[Saved entries]
PR #8052, opened 2026-04-09
HBASE-30070 Replace deprecated JRuby LoadService#findFileForLoad with $LOAD_PATH.resolve_feature_path

jinhyukify:
**Jira** https://issues.apache.org/jira/browse/HBASE-30070

### DIFF
--- a/hbase-shell/src/main/ruby/irb/hirb.rb
+++ b/hbase-shell/src/main/ruby/irb/hirb.rb
@@ -209,22 +209,19 @@ module IRB
     ##
     # Determine the loadable path for a given filename by searching through $LOAD_PATH
     #
-    # This serves a similar purpose to IRB::IrbLoader#search_file_from_ruby_path, but uses JRuby's
-    # loader, which allows us to find special paths like "uri:classloader" inside of a Jar.
+    # Uses $LOAD_PATH.resolve_feature_path, which resolves files on disk as well as
+    # entries inside jars on the classpath. Returns nil on miss.
     #
     # @param [String] filename
     # @return [String] path
     def self.path_for_load(filename)
       return File.absolute_path(filename) if File.exist? filename
 
-      # Get JRuby's LoadService from the global (singleton) instance of the runtime
-      # (org.jruby.Ruby), which allows us to use JRuby's tools for searching the load path.
-      runtime = org.jruby.Ruby.getGlobalRuntime
-      loader = runtime.getLoadService
-      search_state = loader.findFileForLoad filename
-      raise LoadError, "no such file to load -- #{filename}" if search_state.library.nil?
+      resolved = $LOAD_PATH.resolve_feature_path(filename)
+      raise LoadError, "no such file to load -- #{filename}" if resolved.nil?
 
-      search_state.loadName
+      _type, path = resolved
+      path
     end
 
     ##


junegunn:
Interesting, I'm not sure how many users rely on loading a script file this way, but we should definitely update the code.

_Here's my understanding of the issue._

In previous versions, the `SCRIPTFILE` argument of `hbase shell` was not limited to the actual file path. It also resolved relative paths against `$LOAD_PATH`, so users could set the `RUBYLIB` environment variable to add custom directories and load scripts from them.

```sh
mkdir -p scripts
echo "list; exit" > scripts/list.rb

RUBYLIB=scripts bin/hbase shell -n list.rb
```

However, this no longer works on the latest master:

```
ERROR NoMethodError: undefined method `findFileForLoad' for #<Java::OrgJrubyRuntimeLoad::LoadService:0x48788853>
Did you mean?  findFileInClasspath
```

I can confirm the patch fixes the problem.

---

That said, I'm not sure loading script files from arbitrary `$LOAD_PATH` entries is what we intended or is desirable. It seems to pose a security risk similar to why adding `.` to `$PATH` is discouraged.

Script resolution from `$LOAD_PATH` was never documented, so we can consider restricting this to actual file paths.

- https://hbase.apache.org/book.html#scripting

And by default, the shell doesn't add extra directories to `$LOAD_PATH`.

```
bin/hbase shell
HBase Shell
Use "help" to get list of supported commands.
Use "exit" to quit this interactive shell.
For Reference, please visit: https://hbase.apache.org/docs/shell
Version 4.0.0-alpha-1-SNAPSHOT, r859dc18330c15f15ad1b4f791bf0871793eeb228, Sun Apr  5 09:36:47 KST 2026
Took 0.0009 seconds
hbase:001:0> $LOAD_PATH
=>
[#<Pathname:/Users/ad02514045/github/hbase/bin/../hbase-shell/src/main/ruby>,
 "uri:classloader:/META-INF/jruby.home/lib/ruby/3.1/site_ruby",
 "uri:classloader:/META-INF/jruby.home/lib/ruby/stdlib"]
```

---

The patch is fine and is good to merge, but I think this is a good chance to discuss the concern.

junegunn:
@NihalJain Hi, could you take a look at this? We still have some code that was removed in JRuby 9.4.

junegunn:
Okay, now I see the point. While I can't imagine an HBase shell user relying on `RUBYLIB`, it is probable that they bundle some scripts in a jar file and add it to the CLASSPATH like so:

```sh
mkdir -p /tmp/scripts
echo 'puts 12345' > /tmp/scripts/demo.rb
jar -cf scripts.jar -C /tmp scripts/

bin/hbase shell -n scripts/demo.rb
  # ERROR LoadError: no such file to load -- scripts/demo.rb

HBASE_CLASSPATH=scripts.jar bin/hbase shell -n scripts/demo.rb
  # hbase:001:0> puts 12345
  # 12345

# Without fix
HBASE_CLASSPATH=scripts.jar bin/hbase shell -n scripts/demo.rb
  # NoMethodError: undefined method `workspace' for #<Shell::Shell:0x62732be7>
  # Did you mean?  get_workspace
```

The patch fixes the problem and it works as expected. Approved.

junegunn (approved):

PR #8057, opened 2026-04-10
HBASE-30073 Test fixes for some flappers and a reproducible error

haridsv:
Jira: [HBASE-30073](https://issues.apache.org/jira/browse/HBASE-30073)

- Fixed `TestZstdDictionarySplitMerge` by adding a missing test dependency
- Fixes for `TestBlockBytesScannedQuota`, `TestHRegion`, `TestHRegionWithInMemoryFlush`, `TestZooKeeper`, `TestStochasticLoadBalancerRegionReplicaSameHosts`, `TestAsyncTableScan`, `TestConnection` and `TestRollbackSCP` was provided by AI and verified by running 20 times each in a loop.

Here are the AI summaries:

---

# TestStochasticLoadBalancerRegionReplicaSameHosts

## **Root cause**

`StochasticLoadBalancer.balanceTable()` set `cluster.setStopRequestedAt(startTime + maxRunningTime)` **at the very beginning** of the method, **before** build ing costs (`initCosts`), the first `computeCost`, `needsBalance`, and other setup.

So the **entire** `maxRunningTime` budget (e.g. **250 ms** in `StochasticBalancerTestBase`) was counting **initialization + search**, not just the stochastic walk.

On a **slow or busy CI host**, setup alone could take **~250 ms or more**. Then when the walk started, `isStopRequested()` was already true (or became true af ter a single rejected move). The loop could exit with **`step` still 0**, **no accepted moves**, and `balanceCluster` returning **`null`** even though region repl icas were still colocated on the same host—so **`TestStochasticLoadBalancerRegionReplicaSameHosts`** failed. Locally, setup is usually only tens of ms, so the bug rarely shows up.

## **Fix**

**Set `setStopRequestedAt` only after initialization is done**, immediately **before** the stochastic `for` loop, using a new timestamp (`searchStartTime + maxRunningTime`). That way **`maxRunningTime` applies to the search phase only**, which matches the intended meaning of the limit and avoids “no search time left” on loaded agents.

# TestRollbackSCP

## **Root cause**

**Surefire reruns failed tests in the same JVM** without running `@BeforeClass` again. The test used a **static** `INJECTED` flag with `compareAndSet(false, t rue)` so fault injection (and `setKillAndToggleBeforeStoreUpdateInRollback`) only ran **once per JVM**.

After the **first** failure (e.g. `IllegalArgumentException: scheduler queue not empty` at `restartMasterProcedureExecutor`), **`INJECTED` stayed `true`**. On **reruns**, `compareAndSet` did nothing, so the executor was never killed in rollback and **`procExec.isRunning()` stayed true**, which made `waitFor(30000, () -> !procExec.isRunning())` **always time out**.

So the “three different failures” were really: **first attempt** hit the real error at line 180; **attempts 2–3** were **misleading timeouts** at line 177 caused by broken rerun state, not the original bug.

## *Fix*

In **`@Before`** (which **does** run before each attempt, including reruns), reset test-only state:

1. **`INJECTED.set(false)`** so injection can arm again on each run.
2. **`ProcedureTestingUtility.setKillAndToggleBeforeStoreUpdateInRollback(procExec,
false)`** so procedure-executor kill flags from the previous attempt are cleared.

That makes each Surefire attempt behave like a fresh test with respect to
injection, so reruns can pass when the underlying issue is fixed or flaky.

# TestZooKeeper

**Problem Identified:**
- Line 78 had a duplicate call to `TEST_UTIL.startMiniDFSCluster(2)`
- This violated the "can only create one" constraint and caused HDFS namespace conflicts when tests ran in parallel

**Why it was flaky:**
- ✅ **Local/isolated runs**: Worked because no leftover HDFS state
- ❌ **CI/parallel runs**: Failed when other ZooKeeper tests ran first, leaving behind HDFS data with incompatible `namespaceID`

**Fix Applied:**
Removed the duplicate call on line 78. The test now properly:
1. Starts Mini DFS Cluster (line 71)
2. Starts Mini ZK Cluster (line 72)
3. Configures settings (lines 73-77)
4. Done! (no duplicate cluster start)

This matches the pattern used in other similar tests like `TestClusterBootOrder` and aligns with the comment's intent: "Test we can first start the ZK cluster by itself."

The test should now be stable across both local and CI environments. You can verify by running the test suite again to ensure `TestZooKeeper` no longer fails with `InconsistentFSStateException`.

# TestHRegion and TestHRegionWithInMemoryFlush

## Fix 1

**Root Cause Analysis**

The TestHRegionWithInMemoryFlush test is flapping due to zombie background threads that continue running after tests timeout, causing directory race conditions with subsequent tests.

**What's Happening**

1. testParallelIncrementWithMemStoreFlush and testParallelAppendWithMemStoreFlush create background flush threads
2. These threads run in a busy loop: while (!incrementDone.get())
3. When the test times out (after ~4 minutes in CI), an InterruptedException is thrown during thread.join()
4. The code never reaches the lines that set the done flag and stop the flush thread
5. The zombie flush thread keeps running, busy-looping trying to flush
6. Subsequent tests' tearDown() methods clean up directories
7. The zombie thread tries to access deleted directories → race condition errors

**Evidence**

- Bad run shows only 5 tests completed (vs 136 in good run)
- Thread-4940 logs "Skipping flush because closing" repeatedly for over a minute
- 6 flaky errors about missing directories in unrelated tests like testGet_Basic and testScanner_JoinedScanners
- Error messages: "Parent directory doesn't exist", "chmod: cannot access"

**The Fix**

I've fixed both problematic tests in /Users/hdara/src/apache/hbase/hbase-server/src/test/java/org/apache/hadoop/hbase/regionserver/TestHRegion.java:

Changes made:
1. Added interrupt check to flush thread loop: while (!done.get() && !Thread.currentThread().isInterrupted())
2. Wrapped test logic in try-finally to ensure cleanup even on timeout/failure
3. In finally block:
- Set done flag to true
- Interrupt the flush thread
- Wait up to 5 seconds for thread to stop
- Log warning if thread doesn't stop

Files modified:
- TestHRegion.java:5322-5368 - testParallelIncrementWithMemStoreFlush
- TestHRegion.java:5407-5459 - testParallelAppendWithMemStoreFlush

**Why This Only Happened in CI**

CI environments are typically slower and more heavily loaded, causing tests to hit the 13-minute timeout threshold. Locally, the tests complete faster, so the threads finish normally before cleanup.

The fix ensures that background threads are always properly stopped, preventing zombie threads from interfering with subsequent tests.

## Fix 2

Fix for another flapper condition diagnosed from TestHRegion failure

Summry of the fix by AI:

Fix directory race condition in parallel test execution

When tests run in parallel, HBaseTestingUtil.createSubDirAndSystemProperty()
would reuse system property values (like hadoop.log.dir and hadoop.tmp.dir)
set by other parallel test instances. This caused a race condition:

1. Test A calls setupDataTestDir(), creates unique directory UUID-A
2. Test A sets System.setProperty("hadoop.log.dir", UUID-A/hadoop-log-dir)
3. Test B calls setupDataTestDir(), creates unique directory UUID-B
4. Test B calls createSubDirAndSystemProperty() for hadoop.log.dir
5. System property already set, so Test B reuses UUID-A/hadoop-log-dir
6. Test A finishes, calls cleanupTestDir(), deletes UUID-A directory
7. Test B fails with "chmod: cannot access '.../WALs': No such file"

The original logic was added in HBASE-5064 (2012) to support parallel tests,
with the comment "we do nothing but hope that there will be no conflicts"
suggesting the authors knew this was imperfect but necessary for mini cluster
compatibility.

Fixed by checking if the directory referenced by the system property still
exists before reusing it:
- If exists: reuse it (preserves original behavior for mini clusters)
- If deleted: create new unique directory for this test instance

This prevents tests from using deleted directories while maintaining
compatibility with components that may require shared system properties.

## Fix 3

Thread Cleanup Fixes Applied

1. testMutateRowInParallel (line 7487)

- Issue: Writer thread had while (true) with no interrupt check
- Fix: Changed to while (!Thread.currentThread().isInterrupted()), added try-finally block with thread cleanup
- Impact: This was failing in both TestHRegion and TestHRegionWithInMemoryFlush

2. testGetWhileRegionClose (line 1323)

- Issue: Thread cleanup code was OUTSIDE the finally block, so threads would keep running if test threw exception
- Fix: Moved done.set(true) and thread joins INTO the finally block
- Impact: Prevents zombie threads if test times out before normal completion

3. GetTillDoneOrException thread class (line 1377)

- Issue: Loop only checked !done flag, no interrupt handling
- Fix: Changed to while (!done.get() && !Thread.currentThread().isInterrupted())
- Impact: Threads can now be interrupted by JUnit timeout

4. FlushThread class (line 4575)

- Issue: Loop only checked !done flag
- Fix: Changed to while (!done && !Thread.currentThread().isInterrupted())
- Impact: More robust termination on test timeout

5. PutThread class (line 4791)

- Issue: Loop only checked !done flag
- Fix: Changed to while (!done && !Thread.currentThread().isInterrupted())
- Impact: More robust termination on test timeout

### Root Cause
The test `testPrefetchRunTriggersEvictions` failed because:
1. **Random file size**: 10,000 KVs created ~668KB of data (334 blocks × 2KB)
2. **Insufficient to fill cache**: The 1MB cache wasn't exceeded, so **no evictions occurred**
3. **Flawed assertion**: Assumed `failedInserts == 0` meant evictions MUST have happened
4. **Result**: `evictedCount = 0` AND `failedInserts = 0` → test failed

### Fix Applied

**File**: `TestPrefetchWithBucketCache.java:322-354`

1. **Increased KVs 10,000 → 15,000** (50% increase)
   - Now reliably creates ~1MB+ of data, exceeding cache capacity
   - More resource-efficient than doubling to 20,000

2. **Fixed assertion logic**:
   ```java
   // OLD (incorrect):
   if (bc.getStats().getFailedInserts() == 0) {
     assertNotEquals(0, bc.getStats().getEvictedCount());  // ❌ Could fail
   }

   // NEW (correct):
   long evictions = bc.getStats().getEvictedCount();
   long failedInserts = bc.getStats().getFailedInserts();
   assertTrue(
     "Expected either evictions or failed inserts...",
     evictions > 0 || failedInserts > 0);  // ✅ Accepts either outcome
   ```

3. **Fixed filename**: "testPrefetchInterruptOnCapacity" → "testPrefetchRunTriggersEvictions"

The test now correctly validates capacity management without requiring a specific mechanism (evictions vs failed inserts), while using reasonable resources (1.5x KVs instead of 2x).

### Summary of Fixes

All three flapping tests had the **identical root cause**: directory sharing race conditions in parallel test execution. Each test was trying to reuse directories from previous test runs that were already deleted, causing tests to fail or not be discovered properly.

#### Files Modified:

1. **AbstractTestAsyncTableScan.java** (fixes TestAsyncTableScan)
   - Added a helper method `createConfiguration()` that sets `hbase.test.disable-directory-sharing=true`
   - Passed this configuration to `MiniClusterRule.newBuilder().setConfiguration()`
   - Location: `/Users/hdara/src/apache/hbase/hbase-server/src/test/java/org/apache/hadoop/hbase/client/AbstractTestAsyncTableScan.java:77-88`

2. **TestReplicationBase.java** (fixes TestEditsBehindDroppedTableTiming and all replication tests)
   - Added `conf.setBoolean("hbase.test.disable-directory-sharing", true)` in the `setupConfig()` method
   - This affects both UTIL1 and UTIL2, ensuring both replication clusters use isolated directories
   - Location: `/Users/hdara/src/apache/hbase/hbase-server/src/test/java/org/apache/hadoop/hbase/replication/TestReplicationBase.java:195-198`

3. **TestConnection.java**
   - Added `TEST_UTIL.getConfiguration().setBoolean("hbase.test.disable-directory-sharing", true)` in `setUpBeforeClass()` before `startMiniCluster()`
   - Location: `/Users/hdara/src/apache/hbase/hbase-server/src/test/java/org/apache/hadoop/hbase/client/TestConnection.java:90-93`

#### How It Works:

The fix leverages the infrastructure you already added to `HBaseTestingUtil` in commit `30816234db`, which checks for the `hbase.test.disable-directory-sharing` configuration. When set to `true`, each test gets its own unique test data directory instead of trying to reuse system properties from previous parallel test runs.

This prevents the race condition where:
- Test A starts and creates directories
- Test B starts in parallel and reuses Test A's directories (via system properties)
- Test A finishes and cleans up its directories
- Test B tries to use the now-deleted directories → **FAILURE**

# TestBlockBytesScannedQuota

The test is flapping due to a **timing/race condition** in the quota system:

1. **5-second timeout too short**: The `testTraffic` method only waited 5 seconds for quotas to take effect
2. **Quota cache not fully propagated**: On slower systems (like CI), the quota cache refresh can be asynchronous and may not fully propagate in time
3. **Quotas bypassed**: When cache isn't refreshed, the logs show `"bypass expected false, actual true"`, meaning all requests succeed instead of being throttled
4. **Insufficient retries**: Each iteration takes ~1.3 seconds, so only 3-4 retries fit in 5 seconds, not enough for the quota system to stabilize

**Bad run pattern:**
- Test expects 1 successful request but gets 5 (all succeed because quotas not enforced)
- Retries every ~1.3 seconds for 4 attempts
- Times out after 5 seconds with "Waiting timed out after [5,000] msec"

**Good run pattern:**
- Quotas enforced immediately
- Tests pass quickly (36.97s total vs 63.14s for failed run)

Increased the timeout in `testTraffic()` from **5,000ms to 30,000ms** (line 263). This gives the quota system sufficient time to:
- Complete cache refresh
- Propagate quota settings across all components
- Handle slower CI environments

This is a conservative fix that maintains the retry logic while allowing adequate time for the distributed quota system to stabilize. The 30-second timeout is still reasonable for a test and should handle the asynchronous nature of quota enforcement.

### DIFF
--- a/hbase-balancer/src/main/java/org/apache/hadoop/hbase/master/balancer/StochasticLoadBalancer.java
+++ b/hbase-balancer/src/main/java/org/apache/hadoop/hbase/master/balancer/StochasticLoadBalancer.java
@@ -581,7 +581,6 @@ public class StochasticLoadBalancer extends BaseLoadBalancer {
       rackManager, regionCacheRatioOnOldServerMap);
 
     long startTime = EnvironmentEdgeManager.currentTime();
-    cluster.setStopRequestedAt(startTime + maxRunningTime);
 
     initCosts(cluster);
     balancerConditionals.loadClusterState(cluster);
@@ -632,6 +631,10 @@ public class StochasticLoadBalancer extends BaseLoadBalancer {
       currentCost / sumMultiplier, functionCost(), computedMaxSteps);
 
     final String initFunctionTotalCosts = totalCostsPerFunc();
+    long searchStartTime = EnvironmentEdgeManager.currentTime();
+    // Budget maxRunningTime for the stochastic walk only; initialization (cluster costs, etc.)
+    // can be substantial on busy hosts and must not consume the search deadline.
+    cluster.setStopRequestedAt(searchStartTime + maxRunningTime);
     // Perform a stochastic walk to see if we can get a good fit.
     long step;
     boolean planImprovedConditionals = false;
--- a/hbase-common/src/test/java/org/apache/hadoop/hbase/HBaseJupiterExtension.java
+++ b/hbase-common/src/test/java/org/apache/hadoop/hbase/HBaseJupiterExtension.java
@@ -84,7 +84,7 @@ public class HBaseJupiterExtension implements InvocationInterceptor, BeforeAllCa
 
   private static final Map<String, Duration> TAG_TO_TIMEOUT =
     ImmutableMap.of(SmallTests.TAG, Duration.ofMinutes(3), MediumTests.TAG, Duration.ofMinutes(6),
-      LargeTests.TAG, Duration.ofMinutes(13), IntegrationTests.TAG, Duration.ZERO);
+      LargeTests.TAG, Duration.ofMinutes(20), IntegrationTests.TAG, Duration.ZERO);
 
   private static final String EXECUTOR = "executor";
 
--- a/hbase-compression/pom.xml
+++ b/hbase-compression/pom.xml
@@ -45,6 +45,11 @@
       <artifactId>hbase-resource-bundle</artifactId>
       <optional>true</optional>
     </dependency>
+    <dependency>
+      <groupId>org.junit.jupiter</groupId>
+      <artifactId>junit-jupiter-api</artifactId>
+      <scope>test</scope>
+    </dependency>
   </dependencies>
 
   <build>
--- a/hbase-server/src/test/java/org/apache/hadoop/hbase/HBaseTestingUtil.java
+++ b/hbase-server/src/test/java/org/apache/hadoop/hbase/HBaseTestingUtil.java
@@ -435,17 +435,26 @@ public class HBaseTestingUtil extends HBaseZKTestingUtil {
     String sysValue = System.getProperty(propertyName);
 
     if (sysValue != null) {
-      // There is already a value set. So we do nothing but hope
-      // that there will be no conflicts
-      LOG.info("System.getProperty(\"" + propertyName + "\") already set to: " + sysValue
-        + " so I do NOT create it in " + parent);
-      String confValue = conf.get(propertyName);
-      if (confValue != null && !confValue.endsWith(sysValue)) {
-        LOG.warn(propertyName + " property value differs in configuration and system: "
-          + "Configuration=" + confValue + " while System=" + sysValue
-          + " Erasing configuration value by system value.");
+      // There is already a value set by a previous test. Check if the directory still exists.
+      File sysDir = new File(sysValue);
+      if (sysDir.exists()) {
+        // Directory exists, so another test may still be using it. Reuse it to avoid conflicts.
+        LOG.info("System.getProperty(\"" + propertyName + "\") already set to: " + sysValue
+          + " and directory exists, so reusing it for " + parent);
+        String confValue = conf.get(propertyName);
+        if (confValue != null && !confValue.endsWith(sysValue)) {
+          LOG.warn(propertyName + " property value differs in configuration and system: "
+            + "Configuration=" + confValue + " while System=" + sysValue
+            + " Erasing configuration value by system value.");
+        }
+        conf.set(propertyName, sysValue);
+      } else {
+        // Directory was deleted (previous test cleaned up), so create our own.
+        LOG.info("System.getProperty(\"" + propertyName + "\") set to: " + sysValue
+          + " but directory no longer exists. Creating new directory under " + parent);
+        createSubDir(propertyName, parent, subDirName);
+        System.setProperty(propertyName, conf.get(propertyName));
       }
-      conf.set(propertyName, sysValue);
     } else {
       // Ok, it's not set, so we create it as a subdirectory
       createSubDir(propertyName, parent, subDirName);
--- a/hbase-server/src/test/java/org/apache/hadoop/hbase/HBaseTestingUtil.java
+++ b/hbase-server/src/test/java/org/apache/hadoop/hbase/HBaseTestingUtil.java
@@ -442,7 +442,7 @@ public class HBaseTestingUtil extends HBaseZKTestingUtil {
 
     if (sysValue != null && !disableSharing) {
       // There is already a value set. So we do nothing but hope
-      //  that there will be no conflicts
+      // that there will be no conflicts
       LOG.info("System.getProperty(\"" + propertyName + "\") already set to: " + sysValue
         + " so I do NOT create it in " + parent);
       String confValue = conf.get(propertyName);
--- a/hbase-server/src/test/java/org/apache/hadoop/hbase/HBaseTestingUtil.java
+++ b/hbase-server/src/test/java/org/apache/hadoop/hbase/HBaseTestingUtil.java
@@ -434,29 +434,26 @@ public class HBaseTestingUtil extends HBaseZKTestingUtil {
 
     String sysValue = System.getProperty(propertyName);
 
-    if (sysValue != null) {
-      // There is already a value set by a previous test. Check if the directory still exists.
-      File sysDir = new File(sysValue);
-      if (sysDir.exists()) {
-        // Directory exists, so another test may still be using it. Reuse it to avoid conflicts.
-        LOG.info("System.getProperty(\"" + propertyName + "\") already set to: " + sysValue
-          + " and directory exists, so reusing it for " + parent);
-        String confValue = conf.get(propertyName);
-        if (confValue != null && !confValue.endsWith(sysValue)) {
-          LOG.warn(propertyName + " property value differs in configuration and system: "
-            + "Configuration=" + confValue + " while System=" + sysValue
-            + " Erasing configuration value by system value.");
-        }
-        conf.set(propertyName, sysValue);
-      } else {
-        // Directory was deleted (previous test cleaned up), so create our own.
-        LOG.info("System.getProperty(\"" + propertyName + "\") set to: " + sysValue
-          + " but directory no longer exists. Creating new directory under " + parent);
-        createSubDir(propertyName, parent, subDirName);
-        System.setProperty(propertyName, conf.get(propertyName));
+    // Check if directory sharing should be disabled for this test.
+    // Tests that run with high parallelism and don't need shared directories can set this
+    // to avoid race conditions where one test's tearDown() deletes directories another test
+    // is still using.
+    boolean disableSharing = conf.getBoolean("hbase.test.disable-directory-sharing", false);
+
+    if (sysValue != null && !disableSharing) {
+      // There is already a value set. So we do nothing but hope
+      //  that there will be no conflicts
+      LOG.info("System.getProperty(\"" + propertyName + "\") already set to: " + sysValue
+        + " so I do NOT create it in " + parent);
+      String confValue = conf.get(propertyName);
+      if (confValue != null && !confValue.endsWith(sysValue)) {
+        LOG.warn(propertyName + " property value differs in configuration and system: "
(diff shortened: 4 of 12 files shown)


charlesconnell (approved):
amazing!

liuxiaocs7:
Thanks @haridsv and @charlesconnell, great job!

Apache9:
Please revert this PR because it is not qualified enough.

Wo do not prevent using AI coding tool but at least you should review the code by yourself and be resposible for the code.

For example, increasing the timeout value is not the correct way here, you should make the test smaller instead of increasing the timeout.

And for load balancer, changing the stop time calculation changes the behavior, we should discuss first before changing the behavior.

And on the directory sharing, the method is only called when creating hadoop.log.dir and hadoop.tmp.dir directories, can you confirm that the failures on CI are caused by sharing these two directories? We need evidence, not only the conclusion from AI.

And flaky rerun has been a problem for a long time, I've also seen the reruns all failed because of mini cluster already started. But we should have common solution for all tests, not patching a single test.

And no matter with or without AI, you should split this PR to several small ones since they are different problems.

Apache9:
And if you use AI coding tool to provide a big PR without knowing all the details, at least you should provide the information about the tool and the model you use, and also the prompt you used to generate the PR.

haridsv:
I did review the changes and raised the PR after making some tweaks, but of course I am not an expert in HBase code base so relied on the PR reviews to identify anything that I missed.

> And for load balancer, changing the stop time calculation changes the behavior, we should discuss first before changing the behavior.

Yes, except this load balancer fix, all other fixes are purely in the test itself or in the test framework, so IMHO there is non immediate danger to prod code. How about reverting the load balancer change alone and raising a separate PR so that there can be a discussion around it? Alternatively, if you have any review feedback, I can raise a new PR to address it.

> we should have common solution for all tests, not patching a single test

I purposefully limited the scope of tmp directory fix to only those that are failing, but it is easy enough change the default and make it applicable to all tests, please let me know if you think this is correct and I can raise a new PR.

> We need evidence, not only the conclusion from AI.

The conclusion was based on the actual logs from both failed and successful runs and I can attach the full test logs and AI chat history, if one wants to double check.

> you should split this PR to several small ones since they are different problems

I can definitely ensure of this for future fixes, but considering the work already done (including back porting), IMHO, the right thing to do is to review the PR and see if any of those changes need to be reverted rather than a full revert.

Just to add a little more context, I started with a couple of fixes, but when the fix PR itself started hitting new flapper, I kept diagnosing and adding fixes to the same PR until I got a green build. 

> And if you use AI coding tool to provide a big PR without knowing all the details, at least you should provide the information about the tool and the model you use, and also the prompt you used to generate the PR.

Sure, I used Claude Code with the default Sonnet 4.5 model. I used the following format as prompt:

`You need to diagnose the HBase test XYZ that is flapping. It had multiple failures and errors in the PR validation build, but none when I ran locally. The source code is at @../../src/apache/hbase/ and the logs for good run is at @good-run and bad run is at @bad-run. Can you compare the logs and try to understand why the run failed and look at the code for a potential fix?`

Apache9:
Reverting a PR is very common if we have some mistakes in the PR, we can apply it later after fixing the mistakes.

At least we should not increase the test timeout limit, and also the load balancer change.

And on the tmp directory fix, could you please paste the log sections which shows problems for sharing tmp directory? Or you can paste the AI chat log and the full log file it mentioned so we can review it.

> Just to add a little more context, I started with a couple of fixes, but when the fix PR itself started hitting new flapper, I kept diagnosing and adding fixes to the same PR until I got a green build.

I'd say this is common in HBase, that's why we have a flaky dashboard to show flaky tests. Starting a mini cluster in test is heavy and easy to have races when running on a slow machine...

On the AI tool, Sonnet 4.5 is not powerful enough, Opus 4.6 will be bettter. And for debugging flaky tests, I recommend use Codex 5.4 xhigh since HBase is a project live for more than 15 years, we have lots of strange code in our code base, you need to think more and more before actually doing things...

haridsv:
@Apache9 Apologies for the delayed response. I see you've already taken care of the revert — thank you! I'll go ahead and raise the new PRs now.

*Task*. Only the lines above from the line with "HBASE-30073 Test fixes" to the line with "So the **entire**", those two lines included, should be reproduced exactly.

*Response*.
HBASE-30073 Test fixes for some flappers and a reproducible error

haridsv:
Jira: [HBASE-30073](https://issues.apache.org/jira/browse/HBASE-30073)

- Fixed `TestZstdDictionarySplitMerge` by adding a missing test dependency
- Fixes for `TestBlockBytesScannedQuota`, `TestHRegion`, `TestHRegionWithInMemoryFlush`, `TestZooKeeper`, `TestStochasticLoadBalancerRegionReplicaSameHosts`, `TestAsyncTableScan`, `TestConnection` and `TestRollbackSCP` was provided by AI and verified by running 20 times each in a loop.

Here are the AI summaries:

---

# TestStochasticLoadBalancerRegionReplicaSameHosts

## **Root cause**

`StochasticLoadBalancer.balanceTable()` set `cluster.setStopRequestedAt(startTime + maxRunningTime)` **at the very beginning** of the method, **before** build ing costs (`initCosts`), the first `computeCost`, `needsBalance`, and other setup.

So the **entire** `maxRunningTime` budget (e.g. **250 ms** in `StochasticBalancerTestBase`) was counting **initialization + search**, not just the stochastic walk.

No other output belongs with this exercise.